# New Member from Rochester, NY USA



## JohnNY78 (Oct 25, 2013)

Welcome. Yes very resourceful. I live in jersey but my bees are about 70 miles south from you in the town of cohocton. Good luck beekeeping . Also you might want to requeen those packages a month after getting them with a local queen to your area. I went 2 years with packages and both winters they died. very cold up that way. Bees need to be able to withstand the cold and no cleansing flights for long periods.


----------



## Rader Sidetrack (Nov 30, 2011)

Welcome to Beesource!



I've been invited to come _visit _up that way by one of your neighbors ...


sqkcrk said:


> You are welcome to come visit as long as you know where home is.


..but looking at your photo I can get that weather by staying right here! 


Seems like you could put a woodstove in that garage and be prepared for winter woodenware building next year.


----------



## Tenbears (May 15, 2012)

Welcome. Throw a heater in that garage and get to it, spring will be here before you know it.


----------



## GaryG74 (Apr 9, 2014)

Welcome to BeeSource and good luck with your hives! Agree with Tenbears, your bees will be here and you'll be off to the races!


----------



## snl (Nov 20, 2009)

Welcome! You'll find this site, inspiring (sometimes), funny (sometimes), stupid (at times) but addicting....... all the time!


----------



## JohnNY78 (Oct 25, 2013)

snl said:


> Welcome! You'll find this site, inspiring (sometimes), funny (sometimes), stupid (at times) but addicting....... all the time!


I agree!


----------



## IsedHooah (Jan 13, 2015)

Welcome to beekeeping and this forum!


----------



## Mutt bee (Jan 11, 2015)

Welcome to BeeSource Squirrel !


----------



## AmericasBeekeeper (Jan 24, 2010)

Welcome Evan!


----------



## SquirrellyOne (Feb 24, 2015)

Thanks for the warm welcome all!



TenBears said:


> ...Throw a heater in that garage and get to it...





Rader Sidetrack said:


> ...put a woodstove in that garage...


Yeah... I have plans for a wall mount natural gas heater since I have gas service running alongside the garage. Hopefully this coming summer. For now I just hop in there for a couple hours at a time whenever the temps are above 20F or so.



JohnNY78 said:


> ...Also you might want to requeen those packages a month after getting them with a local queen to your area. I went 2 years with packages and both winters they died. very cold up that way...

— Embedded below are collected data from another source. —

Issue #178, opened 2022-02-21
problems with APDU > 56


SirSydom:
no respond to MemoryWrite on RP2040 plattform when APDU > 56

similar issues exists with SAMD.

Must be investigated.

ExtMemoryWrite with 128Byte worked RP2040 plattform with Core arduino-pico 1.9.1

SirSydom:
a MemoryWrite with 60byte payload is received within the stack.
if verifymode == false, the response is good.
if verifymode == true, the response also has 60byte payload and is not received.

It seems the MemoryResponse is added correctly to the tx queue in the stack.
but when sending it something goes wrong.
that is beyond my knowledge.

@mptei maybe you have an idea as tpuart specialist?

[trace.zip](https://github.com/thelsing/knx/files/8112104/trace.zip)

SirSydom:
from the Trace:
> F604E7C118F1011A0A16A23FA34EA4A5BCA68A7A80A9A0AAA1ABACA2ADA3AEA4AFB0A5B1A6B2A7B3B4A8B5A9B6AAB7B8ABB9ACBAADBBBCAEBDAFBEBFB0C0B1C1B2C2C3B3C4B4C5B5C6C7B6C8B7C9B8CACBB9CCBACDBBCECFBCD0BDD1BED2D3BFD4C0D5D6C1D7C2D8C3D9DAC4DBC55DTX_WAIT_ECHO
C6C7C8C9CACBCCCDCECFD0D1D2D3D4D5D6D7D8D9DADBBDRX_WAIT_START
17got U_STATE_IND: PE


from the datasheet:
pe (protocol error): ‘1’ if an incorrect sequence of commands sent by the host controller is detected

mptei:
I guess you are using an NCN5120? TPUART and TPUART2 have only 64 byte buffers for sending frames. The 60 byte transmission exceeds that limit.

My test system currently has a TPUART2. Therefore it doesn't support longer packets. I'll switch to an NCN5120, but this might take a while.

Yes, that is an protocol error. The trace output is not sufficient to say what's wrong. The bytes send to TPUART are not fully shown (only the L2 bytes, but not the protocol stuff).

But by looking at the code I think this patch may help:
[send_more_than_64.txt](https://github.com/thelsing/knx/files/8117482/send_more_than_64.txt)

[...]

PR #179, opened 2022-02-22
solves #178 bugfix when sending frames > 63 byte, missing masking of …

SirSydom:
…upper bits after sending a U_DataOffset

### DIFF
--- a/src/knx/tpuart_data_link_layer.cpp
+++ b/src/knx/tpuart_data_link_layer.cpp
@@ -594,7 +594,7 @@ bool TpUartDataLinkLayer::sendSingleFrameByte()
         }
 
         if (_TxByteCnt != _sendBufferLength - 1)
-            cmd[0] = U_L_DATA_START_CONT_REQ | _TxByteCnt;
+            cmd[0] = U_L_DATA_START_CONT_REQ | (_TxByteCnt % 64);
         else
             cmd[0] = U_L_DATA_END_REQ | _TxByteCnt;
 
--- a/src/knx/tpuart_data_link_layer.cpp
+++ b/src/knx/tpuart_data_link_layer.cpp
@@ -596,7 +596,7 @@ bool TpUartDataLinkLayer::sendSingleFrameByte()
         if (_TxByteCnt != _sendBufferLength - 1)
             cmd[0] = U_L_DATA_START_CONT_REQ | (_TxByteCnt % 64);
         else
-            cmd[0] = U_L_DATA_END_REQ | _TxByteCnt;
+            cmd[0] = U_L_DATA_END_REQ | (_TxByteCnt % 64);
 
         cmd[1] = _sendBuffer[_TxByteCnt];
 #ifdef DBG_TRACE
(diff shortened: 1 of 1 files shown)


mptei (changes requested):
Why the modulo operation?
Using a simple "& 0x3f" is sufficient here, or?

This change works only up to 127 bytes.  U_L_DATA_END_REQ needs that mask to.

SirSydom:
> Why the modulo operation?
> Using a simple "& 0x3f" is sufficient here, or?

sufficient yes. I doubt it will make any difference in opcode, since compiler optimize such stuff anyway.
But in my view is much more readable.

the function starts with
`uint8_t idx = _TxByteCnt / 64;`
could also be written as `uint8_t idx = _TxByteCnt >> 5;`
but isn't, because it is not very readable.

here _TxByteCnt is split and the lower part is used - _TxByteCnt % 64 gets the upper part.
For me that is absolutely logical.


> U_L_DATA_END_REQ needs that mask to.
you're right. missed that one.

mptei:
> But in my view is much more readable.

This is just the problem. Here we are in bit banging world. Masking via & is easy to understand. Replacing this by % is possible in this specific case, but generally not.

You pointed exactly at the other place what I would change, Shifting bits is easy to understand when a shift operator is used. Expressing this by a division simply hides what's going on here.

We want to shift bits around, mask them and combine them. We don't want to solve mathematical problems.

SirSydom:
>We want to shift bits around, mask them and combine them. We don't want to solve mathematical problems.

bitbanging IS a way of solving mathemtical problems in a very hardware-dependent manner.
using higher level operations is a more abstract approach.

I oriented myself on the used division and I generally use division and modulo for splitting numbers up into smaller numbers with different place values.

But in the end I don't really care how it is solved.
If you make a PR changing the solution to one using pure bit operations I'm really fine.
@thelsing Thomas should decide what fits into his stack.

thelsing:
```
$ cat test_mod.c test_and.c
#include <stdio.h>
int main (int argc, char *argv[])
{
printf("%d d\n", argc %64);
return 0;
}
#include <stdio.h>
int main (int argc, char *argv[])
{
printf("%d d\n", argc & 0x3f);
return 0;
}
$ gcc -O2 -s test_and.c
$ gcc -O2 -s test_mod.c
$ diff -u test_and.c test_mod.c
--- test_and.c  2022-02-23 20:29:07.829008200 +0100
+++ test_mod.c  2022-02-23 20:26:44.699008200 +0100
@@ -1,6 +1,6 @@
 #include <stdio.h>
 int main (int argc, char *argv[])
 {
-printf("%d d\n", argc & 0x3f);
+printf("%d d\n", argc %64);
 return 0;
 }
$ diff -u test_and.s test_mod.s
--- test_and.s  2022-02-23 20:26:16.859008200 +0100
+++ test_mod.s  2022-02-23 20:26:48.939008200 +0100
@@ -10,12 +10,16 @@
 main:
 .LFB11:
        .cfi_startproc
-       movl    %edi, %esi
+       movl    %edi, %eax
        subq    $8, %rsp
        .cfi_def_cfa_offset 16
+       sarl    $31, %eax
+       shrl    $26, %eax
+       leal    (%rdi,%rax), %esi
        leaq    .LC0(%rip), %rdi
-       xorl    %eax, %eax
        andl    $63, %esi
+       subl    %eax, %esi
+       xorl    %eax, %eax
        call    printf@PLT
        xorl    %eax, %eax
        addq    $8, %rsp
```
I also like & and << better in such case. The example also shows thats it's faster. It would be nice if you could replace the /  64 with a shift.

thelsing:
Merged. Thanks.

I also am concerned about these package bees from Georgia overwintering. I'm building the woodenware for 3 all-medium hives and will attempt to catch a local swarm to fill that 3rd hive. Splits and such might be a bit overzealous for my first season in the hobby, but maybe I can get some local queens from other local beekeeepers later in the season. I expect that with the extremely harsh winter this year there won't be many with extras though.

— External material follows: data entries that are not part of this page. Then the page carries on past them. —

PR #182, opened 2022-02-24
Using defines in ACK handling

mptei:
The commands and bits in ACK handling were hard coded. Using defines makes it more readable.


thelsing:
Merged. Thanks.

PR #184, opened 2022-02-26
Handling buffer overrun

mptei:
This PR fixes a problem when the main loop gets stuck. In this moment, if TPUART sends us more data, this fills the serial input buffer.
If this data gets to much we can't process it on the next loop call. This is because time to report back U_ACK_REQ is already over.
Therefore it makes no sense to deal with this old data.
Instead the input buffer is flushed and a new packet start is detected via end of packet gap.


thelsing:
Merged. Thanks.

I actually made some progress last night by ripping down boards for medium boxes.


----------



## jbuzz (Jan 27, 2015)

Welcome Squirrel. Don't worry about overwintering. You keep them healthy, prepare them winter in the fall and they will make. We all lose some.
They will make you some fantastic honey here in western New York, Good luck!!!


----------



## AL from Georgia (Jul 14, 2014)

Welcome to the forum, good luck with your bees.


----------



## Cloverdale (Mar 26, 2012)

Hello! and welcome. You might want to look up Pat Bono, she runs Bee Wellness, has a good website, too. Worth looking into. Have fun with your bees


----------



## SquirrellyOne (Feb 24, 2015)

Cloverdale said:


> ... look up Pat Bono, she runs Bee Wellness...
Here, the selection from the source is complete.